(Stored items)
+--

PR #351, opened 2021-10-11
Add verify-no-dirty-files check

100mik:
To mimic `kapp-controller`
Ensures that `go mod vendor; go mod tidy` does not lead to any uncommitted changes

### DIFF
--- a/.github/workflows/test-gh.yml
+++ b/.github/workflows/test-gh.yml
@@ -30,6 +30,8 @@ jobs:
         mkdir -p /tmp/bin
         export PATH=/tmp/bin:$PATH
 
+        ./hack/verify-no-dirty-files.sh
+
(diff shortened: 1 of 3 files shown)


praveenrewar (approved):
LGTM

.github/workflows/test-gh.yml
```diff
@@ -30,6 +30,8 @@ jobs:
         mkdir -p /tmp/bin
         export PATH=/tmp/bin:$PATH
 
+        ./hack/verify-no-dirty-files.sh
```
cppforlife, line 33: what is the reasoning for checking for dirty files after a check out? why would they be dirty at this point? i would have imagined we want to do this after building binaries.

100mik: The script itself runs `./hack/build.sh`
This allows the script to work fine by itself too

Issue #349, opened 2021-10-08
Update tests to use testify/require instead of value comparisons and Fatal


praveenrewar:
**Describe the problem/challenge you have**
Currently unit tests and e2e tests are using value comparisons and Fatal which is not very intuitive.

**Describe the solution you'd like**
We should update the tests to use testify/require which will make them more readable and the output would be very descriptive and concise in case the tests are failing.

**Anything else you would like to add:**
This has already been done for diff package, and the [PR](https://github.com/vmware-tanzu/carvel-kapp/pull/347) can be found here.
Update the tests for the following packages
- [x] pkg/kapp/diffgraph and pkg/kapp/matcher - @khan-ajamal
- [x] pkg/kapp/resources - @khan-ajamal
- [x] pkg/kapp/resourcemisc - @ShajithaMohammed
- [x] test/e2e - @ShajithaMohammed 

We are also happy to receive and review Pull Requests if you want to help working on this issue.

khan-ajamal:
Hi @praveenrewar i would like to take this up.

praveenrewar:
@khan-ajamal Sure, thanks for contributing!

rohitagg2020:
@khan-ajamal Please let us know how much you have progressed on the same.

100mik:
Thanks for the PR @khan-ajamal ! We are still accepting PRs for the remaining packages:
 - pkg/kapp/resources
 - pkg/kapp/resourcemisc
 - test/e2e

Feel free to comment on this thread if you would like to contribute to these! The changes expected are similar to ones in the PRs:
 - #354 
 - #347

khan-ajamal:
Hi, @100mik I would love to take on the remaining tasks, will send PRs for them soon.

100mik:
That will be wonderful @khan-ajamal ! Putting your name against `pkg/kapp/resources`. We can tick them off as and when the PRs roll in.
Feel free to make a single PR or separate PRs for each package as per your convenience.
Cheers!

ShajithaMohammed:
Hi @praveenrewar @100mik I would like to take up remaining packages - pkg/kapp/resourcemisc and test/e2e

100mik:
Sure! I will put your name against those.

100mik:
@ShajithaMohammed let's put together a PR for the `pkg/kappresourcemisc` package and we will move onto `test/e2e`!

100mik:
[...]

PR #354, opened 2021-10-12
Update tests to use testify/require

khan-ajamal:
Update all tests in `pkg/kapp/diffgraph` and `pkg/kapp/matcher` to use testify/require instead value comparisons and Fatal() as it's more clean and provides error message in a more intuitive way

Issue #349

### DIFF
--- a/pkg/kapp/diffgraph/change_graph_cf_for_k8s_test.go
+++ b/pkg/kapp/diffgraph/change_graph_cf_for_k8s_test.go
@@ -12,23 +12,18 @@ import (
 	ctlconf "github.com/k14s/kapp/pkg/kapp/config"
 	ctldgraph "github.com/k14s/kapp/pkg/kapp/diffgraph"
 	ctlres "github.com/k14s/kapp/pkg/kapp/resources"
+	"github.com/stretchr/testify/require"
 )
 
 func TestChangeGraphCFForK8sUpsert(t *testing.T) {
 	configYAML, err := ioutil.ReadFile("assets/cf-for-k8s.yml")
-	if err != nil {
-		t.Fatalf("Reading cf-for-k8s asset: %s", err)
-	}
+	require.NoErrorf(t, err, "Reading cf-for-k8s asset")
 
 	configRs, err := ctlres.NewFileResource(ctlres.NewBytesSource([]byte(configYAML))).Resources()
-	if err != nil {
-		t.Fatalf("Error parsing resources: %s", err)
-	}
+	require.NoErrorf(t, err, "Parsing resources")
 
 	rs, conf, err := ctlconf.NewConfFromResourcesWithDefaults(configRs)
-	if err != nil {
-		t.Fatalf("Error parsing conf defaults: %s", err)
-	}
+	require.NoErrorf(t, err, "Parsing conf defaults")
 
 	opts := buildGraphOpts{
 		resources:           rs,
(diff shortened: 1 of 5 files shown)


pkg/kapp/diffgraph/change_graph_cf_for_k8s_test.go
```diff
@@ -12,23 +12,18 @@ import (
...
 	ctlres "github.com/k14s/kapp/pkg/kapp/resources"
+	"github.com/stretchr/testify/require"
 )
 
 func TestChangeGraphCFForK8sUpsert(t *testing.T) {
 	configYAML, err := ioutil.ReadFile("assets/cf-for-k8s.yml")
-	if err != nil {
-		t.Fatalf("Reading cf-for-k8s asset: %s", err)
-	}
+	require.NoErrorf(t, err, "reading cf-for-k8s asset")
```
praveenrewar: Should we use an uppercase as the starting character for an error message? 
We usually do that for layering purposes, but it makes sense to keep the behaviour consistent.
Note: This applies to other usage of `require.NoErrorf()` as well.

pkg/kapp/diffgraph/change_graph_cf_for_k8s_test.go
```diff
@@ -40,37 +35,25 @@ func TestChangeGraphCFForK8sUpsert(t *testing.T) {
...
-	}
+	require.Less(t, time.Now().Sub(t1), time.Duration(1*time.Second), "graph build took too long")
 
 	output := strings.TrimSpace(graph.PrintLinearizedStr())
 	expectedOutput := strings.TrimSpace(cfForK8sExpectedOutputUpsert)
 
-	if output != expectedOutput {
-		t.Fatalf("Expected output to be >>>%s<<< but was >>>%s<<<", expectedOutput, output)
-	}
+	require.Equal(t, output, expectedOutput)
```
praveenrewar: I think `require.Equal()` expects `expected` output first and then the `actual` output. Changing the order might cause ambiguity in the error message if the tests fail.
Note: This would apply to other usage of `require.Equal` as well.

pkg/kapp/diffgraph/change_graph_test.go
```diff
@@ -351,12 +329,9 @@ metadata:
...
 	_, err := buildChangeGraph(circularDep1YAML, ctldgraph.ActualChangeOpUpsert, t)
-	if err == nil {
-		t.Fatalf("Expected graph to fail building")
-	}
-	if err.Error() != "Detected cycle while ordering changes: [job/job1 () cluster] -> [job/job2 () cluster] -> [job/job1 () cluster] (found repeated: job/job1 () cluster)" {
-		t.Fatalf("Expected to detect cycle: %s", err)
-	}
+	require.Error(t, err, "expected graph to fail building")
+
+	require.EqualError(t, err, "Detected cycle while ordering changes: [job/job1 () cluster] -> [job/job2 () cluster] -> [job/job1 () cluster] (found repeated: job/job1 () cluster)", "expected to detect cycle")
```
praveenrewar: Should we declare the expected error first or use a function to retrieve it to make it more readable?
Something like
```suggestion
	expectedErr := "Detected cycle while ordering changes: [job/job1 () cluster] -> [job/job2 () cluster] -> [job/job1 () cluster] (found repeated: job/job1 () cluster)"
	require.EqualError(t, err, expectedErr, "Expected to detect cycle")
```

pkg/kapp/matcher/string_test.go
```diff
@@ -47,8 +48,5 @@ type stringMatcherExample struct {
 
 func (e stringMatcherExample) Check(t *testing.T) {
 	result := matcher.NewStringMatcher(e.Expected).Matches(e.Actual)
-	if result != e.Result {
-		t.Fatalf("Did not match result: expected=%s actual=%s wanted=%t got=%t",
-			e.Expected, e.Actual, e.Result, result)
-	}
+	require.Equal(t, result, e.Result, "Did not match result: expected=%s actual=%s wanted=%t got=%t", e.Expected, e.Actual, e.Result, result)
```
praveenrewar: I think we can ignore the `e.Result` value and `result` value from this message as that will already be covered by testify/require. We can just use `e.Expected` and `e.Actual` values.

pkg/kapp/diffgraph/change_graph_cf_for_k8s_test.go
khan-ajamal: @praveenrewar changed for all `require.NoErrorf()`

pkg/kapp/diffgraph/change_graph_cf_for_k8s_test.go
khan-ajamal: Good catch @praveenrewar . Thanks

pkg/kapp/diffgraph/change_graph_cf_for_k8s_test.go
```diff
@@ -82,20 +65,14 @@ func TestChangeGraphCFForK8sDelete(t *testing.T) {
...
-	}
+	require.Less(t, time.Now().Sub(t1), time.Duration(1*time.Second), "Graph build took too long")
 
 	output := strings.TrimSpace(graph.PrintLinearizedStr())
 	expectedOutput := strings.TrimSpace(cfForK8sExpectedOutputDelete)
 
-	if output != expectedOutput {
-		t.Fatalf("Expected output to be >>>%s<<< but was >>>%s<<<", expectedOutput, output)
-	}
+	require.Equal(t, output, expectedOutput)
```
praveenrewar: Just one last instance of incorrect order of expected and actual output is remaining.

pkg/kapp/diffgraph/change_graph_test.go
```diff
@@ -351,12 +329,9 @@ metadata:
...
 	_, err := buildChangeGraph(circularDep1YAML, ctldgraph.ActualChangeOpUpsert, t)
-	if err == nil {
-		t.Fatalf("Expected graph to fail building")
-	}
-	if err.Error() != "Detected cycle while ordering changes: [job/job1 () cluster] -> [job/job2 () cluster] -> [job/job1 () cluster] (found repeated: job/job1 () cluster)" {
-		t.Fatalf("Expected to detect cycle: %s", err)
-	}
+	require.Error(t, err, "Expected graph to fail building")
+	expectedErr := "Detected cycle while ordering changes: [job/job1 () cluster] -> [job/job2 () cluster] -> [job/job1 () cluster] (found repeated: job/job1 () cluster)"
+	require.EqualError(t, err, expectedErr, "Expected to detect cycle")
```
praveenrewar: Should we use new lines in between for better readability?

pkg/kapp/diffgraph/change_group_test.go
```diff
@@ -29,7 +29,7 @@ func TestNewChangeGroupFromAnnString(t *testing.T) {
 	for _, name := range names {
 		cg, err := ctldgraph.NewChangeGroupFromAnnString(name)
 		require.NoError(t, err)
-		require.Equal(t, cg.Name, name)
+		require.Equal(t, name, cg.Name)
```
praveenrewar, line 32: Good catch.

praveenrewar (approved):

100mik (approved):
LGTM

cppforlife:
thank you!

+--

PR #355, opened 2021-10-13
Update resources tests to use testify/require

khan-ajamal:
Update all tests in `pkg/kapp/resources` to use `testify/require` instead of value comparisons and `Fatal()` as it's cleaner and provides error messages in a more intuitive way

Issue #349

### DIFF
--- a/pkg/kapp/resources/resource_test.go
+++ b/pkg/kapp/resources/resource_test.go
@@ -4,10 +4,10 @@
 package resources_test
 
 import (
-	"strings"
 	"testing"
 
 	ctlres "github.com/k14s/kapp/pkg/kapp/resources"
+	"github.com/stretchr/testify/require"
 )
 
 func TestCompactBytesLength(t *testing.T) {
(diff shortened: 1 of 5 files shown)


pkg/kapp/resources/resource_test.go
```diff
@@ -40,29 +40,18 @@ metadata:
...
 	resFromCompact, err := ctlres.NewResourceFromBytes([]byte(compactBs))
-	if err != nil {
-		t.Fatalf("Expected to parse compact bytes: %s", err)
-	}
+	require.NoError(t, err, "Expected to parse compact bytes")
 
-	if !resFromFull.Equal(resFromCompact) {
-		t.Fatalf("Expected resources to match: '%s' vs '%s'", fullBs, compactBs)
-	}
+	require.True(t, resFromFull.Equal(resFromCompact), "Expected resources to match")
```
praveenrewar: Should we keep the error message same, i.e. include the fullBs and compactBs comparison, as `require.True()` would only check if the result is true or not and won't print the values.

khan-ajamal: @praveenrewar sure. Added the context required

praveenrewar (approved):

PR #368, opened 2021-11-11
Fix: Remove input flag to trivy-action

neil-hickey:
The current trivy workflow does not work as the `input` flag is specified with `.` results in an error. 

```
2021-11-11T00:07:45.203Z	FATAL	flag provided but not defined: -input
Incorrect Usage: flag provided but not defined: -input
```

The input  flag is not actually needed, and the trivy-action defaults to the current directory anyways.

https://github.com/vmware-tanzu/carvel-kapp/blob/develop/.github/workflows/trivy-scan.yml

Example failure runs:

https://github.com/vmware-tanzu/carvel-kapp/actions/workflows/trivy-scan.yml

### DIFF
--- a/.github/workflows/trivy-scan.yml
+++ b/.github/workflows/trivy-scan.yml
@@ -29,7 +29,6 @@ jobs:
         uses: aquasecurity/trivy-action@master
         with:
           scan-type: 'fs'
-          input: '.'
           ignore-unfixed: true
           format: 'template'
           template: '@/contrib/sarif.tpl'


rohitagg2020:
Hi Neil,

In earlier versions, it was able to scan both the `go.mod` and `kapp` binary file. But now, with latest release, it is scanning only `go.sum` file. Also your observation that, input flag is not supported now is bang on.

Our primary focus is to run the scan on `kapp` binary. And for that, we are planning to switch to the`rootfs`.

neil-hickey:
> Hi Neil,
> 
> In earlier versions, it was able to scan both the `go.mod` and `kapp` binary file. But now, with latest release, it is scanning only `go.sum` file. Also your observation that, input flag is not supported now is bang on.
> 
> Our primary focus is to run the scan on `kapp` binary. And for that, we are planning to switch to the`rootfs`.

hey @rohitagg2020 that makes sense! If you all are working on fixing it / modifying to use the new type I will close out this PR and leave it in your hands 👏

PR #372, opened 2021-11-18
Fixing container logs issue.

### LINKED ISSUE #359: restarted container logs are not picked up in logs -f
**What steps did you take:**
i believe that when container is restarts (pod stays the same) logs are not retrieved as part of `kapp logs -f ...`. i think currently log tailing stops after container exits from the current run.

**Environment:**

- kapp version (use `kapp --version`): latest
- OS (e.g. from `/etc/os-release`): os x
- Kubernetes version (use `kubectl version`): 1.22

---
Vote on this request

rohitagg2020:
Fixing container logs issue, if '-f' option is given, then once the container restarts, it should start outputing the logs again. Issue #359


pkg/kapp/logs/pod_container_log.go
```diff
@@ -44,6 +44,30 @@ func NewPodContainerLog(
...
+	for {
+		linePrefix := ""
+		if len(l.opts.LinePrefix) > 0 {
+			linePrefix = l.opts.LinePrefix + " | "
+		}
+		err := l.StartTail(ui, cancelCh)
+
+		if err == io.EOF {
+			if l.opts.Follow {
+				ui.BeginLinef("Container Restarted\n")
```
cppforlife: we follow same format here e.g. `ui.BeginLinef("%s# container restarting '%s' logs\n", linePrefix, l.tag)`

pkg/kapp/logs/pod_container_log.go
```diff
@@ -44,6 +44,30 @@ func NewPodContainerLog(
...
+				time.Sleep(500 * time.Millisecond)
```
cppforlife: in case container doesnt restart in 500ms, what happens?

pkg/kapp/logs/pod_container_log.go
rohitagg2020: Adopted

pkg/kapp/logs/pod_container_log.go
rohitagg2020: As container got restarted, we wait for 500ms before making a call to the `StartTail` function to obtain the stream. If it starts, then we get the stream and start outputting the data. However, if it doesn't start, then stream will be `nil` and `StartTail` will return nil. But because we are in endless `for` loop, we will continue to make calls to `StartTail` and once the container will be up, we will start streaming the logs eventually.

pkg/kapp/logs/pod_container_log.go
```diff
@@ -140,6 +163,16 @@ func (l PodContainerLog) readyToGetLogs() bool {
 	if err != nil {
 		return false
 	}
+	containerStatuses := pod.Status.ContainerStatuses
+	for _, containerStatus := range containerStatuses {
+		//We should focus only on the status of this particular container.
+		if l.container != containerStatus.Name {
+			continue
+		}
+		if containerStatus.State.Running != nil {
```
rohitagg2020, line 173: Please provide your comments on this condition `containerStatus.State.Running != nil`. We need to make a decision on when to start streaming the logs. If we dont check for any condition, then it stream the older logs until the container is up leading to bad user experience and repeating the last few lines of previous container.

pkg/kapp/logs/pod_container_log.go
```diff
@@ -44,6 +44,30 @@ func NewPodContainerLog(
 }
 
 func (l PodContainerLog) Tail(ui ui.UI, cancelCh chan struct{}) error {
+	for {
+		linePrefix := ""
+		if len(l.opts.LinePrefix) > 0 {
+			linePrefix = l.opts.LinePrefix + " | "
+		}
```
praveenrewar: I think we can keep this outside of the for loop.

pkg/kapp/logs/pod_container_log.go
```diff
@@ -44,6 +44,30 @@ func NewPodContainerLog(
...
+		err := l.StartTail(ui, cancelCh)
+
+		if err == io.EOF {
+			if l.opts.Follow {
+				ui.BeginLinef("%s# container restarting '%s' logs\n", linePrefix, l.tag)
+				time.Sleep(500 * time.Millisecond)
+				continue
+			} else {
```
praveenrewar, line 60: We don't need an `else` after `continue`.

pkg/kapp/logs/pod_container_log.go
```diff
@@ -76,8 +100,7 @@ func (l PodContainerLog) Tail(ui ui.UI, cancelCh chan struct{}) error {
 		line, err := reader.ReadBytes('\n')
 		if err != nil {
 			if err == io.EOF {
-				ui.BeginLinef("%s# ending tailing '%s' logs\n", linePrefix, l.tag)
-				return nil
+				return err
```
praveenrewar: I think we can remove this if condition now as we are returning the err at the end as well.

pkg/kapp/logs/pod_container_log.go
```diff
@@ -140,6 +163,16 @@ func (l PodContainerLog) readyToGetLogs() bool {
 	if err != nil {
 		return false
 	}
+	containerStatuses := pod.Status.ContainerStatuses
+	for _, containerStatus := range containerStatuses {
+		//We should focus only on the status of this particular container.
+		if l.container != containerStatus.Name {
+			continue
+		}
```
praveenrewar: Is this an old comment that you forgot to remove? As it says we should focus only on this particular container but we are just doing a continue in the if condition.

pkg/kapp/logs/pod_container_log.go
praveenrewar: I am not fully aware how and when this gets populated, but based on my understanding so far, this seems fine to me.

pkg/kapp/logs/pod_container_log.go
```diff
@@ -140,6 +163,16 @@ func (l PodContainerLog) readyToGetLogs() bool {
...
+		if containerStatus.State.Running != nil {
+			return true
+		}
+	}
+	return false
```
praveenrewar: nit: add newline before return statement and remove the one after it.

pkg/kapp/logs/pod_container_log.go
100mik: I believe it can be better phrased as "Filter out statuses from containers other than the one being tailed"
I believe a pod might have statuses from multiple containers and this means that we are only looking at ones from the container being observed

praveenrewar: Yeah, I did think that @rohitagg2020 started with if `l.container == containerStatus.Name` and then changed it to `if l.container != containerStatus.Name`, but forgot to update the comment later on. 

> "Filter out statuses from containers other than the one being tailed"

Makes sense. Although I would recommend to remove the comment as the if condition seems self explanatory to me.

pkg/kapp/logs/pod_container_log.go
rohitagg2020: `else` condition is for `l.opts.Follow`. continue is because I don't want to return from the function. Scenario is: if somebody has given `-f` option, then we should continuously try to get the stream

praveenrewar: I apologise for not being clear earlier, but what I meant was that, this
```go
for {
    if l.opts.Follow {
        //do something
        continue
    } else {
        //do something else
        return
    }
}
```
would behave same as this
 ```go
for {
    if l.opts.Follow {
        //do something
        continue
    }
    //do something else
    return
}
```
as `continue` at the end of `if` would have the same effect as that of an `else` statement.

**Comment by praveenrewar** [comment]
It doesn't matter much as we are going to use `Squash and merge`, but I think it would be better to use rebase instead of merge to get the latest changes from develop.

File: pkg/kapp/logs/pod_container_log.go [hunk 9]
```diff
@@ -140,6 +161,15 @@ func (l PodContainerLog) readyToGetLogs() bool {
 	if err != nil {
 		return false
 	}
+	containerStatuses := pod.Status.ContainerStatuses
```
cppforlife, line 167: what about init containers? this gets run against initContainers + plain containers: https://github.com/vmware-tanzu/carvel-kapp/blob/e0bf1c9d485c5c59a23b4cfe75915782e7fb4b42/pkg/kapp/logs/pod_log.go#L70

+--

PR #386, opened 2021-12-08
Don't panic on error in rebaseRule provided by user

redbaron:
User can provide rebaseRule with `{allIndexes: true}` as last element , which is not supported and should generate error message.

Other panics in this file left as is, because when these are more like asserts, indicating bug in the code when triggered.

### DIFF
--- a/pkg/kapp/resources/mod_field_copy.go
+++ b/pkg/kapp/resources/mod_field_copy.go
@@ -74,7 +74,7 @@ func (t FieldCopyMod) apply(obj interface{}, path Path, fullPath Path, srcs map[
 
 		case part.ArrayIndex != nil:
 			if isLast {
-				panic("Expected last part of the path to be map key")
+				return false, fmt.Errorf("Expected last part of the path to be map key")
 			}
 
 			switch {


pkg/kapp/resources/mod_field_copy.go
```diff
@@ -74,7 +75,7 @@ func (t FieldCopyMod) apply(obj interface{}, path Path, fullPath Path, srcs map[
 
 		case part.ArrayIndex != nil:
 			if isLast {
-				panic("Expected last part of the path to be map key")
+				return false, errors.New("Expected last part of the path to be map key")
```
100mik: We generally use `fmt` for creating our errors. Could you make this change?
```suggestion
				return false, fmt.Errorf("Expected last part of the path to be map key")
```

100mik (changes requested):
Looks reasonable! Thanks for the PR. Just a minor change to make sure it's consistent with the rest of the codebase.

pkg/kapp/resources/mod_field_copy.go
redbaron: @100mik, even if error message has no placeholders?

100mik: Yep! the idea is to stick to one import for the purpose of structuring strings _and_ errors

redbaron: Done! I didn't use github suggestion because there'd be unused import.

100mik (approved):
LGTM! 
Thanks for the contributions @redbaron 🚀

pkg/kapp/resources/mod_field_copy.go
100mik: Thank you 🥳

+--

> _Task brief_
What is needed is every line of the records above that contains the word "interface".

> _Solution_
@@ -74,7 +74,7 @@ func (t FieldCopyMod) apply(obj interface{}, path Path, fullPath Path, srcs map[
@@ -74,7 +75,7 @@ func (t FieldCopyMod) apply(obj interface{}, path Path, fullPath Path, srcs map[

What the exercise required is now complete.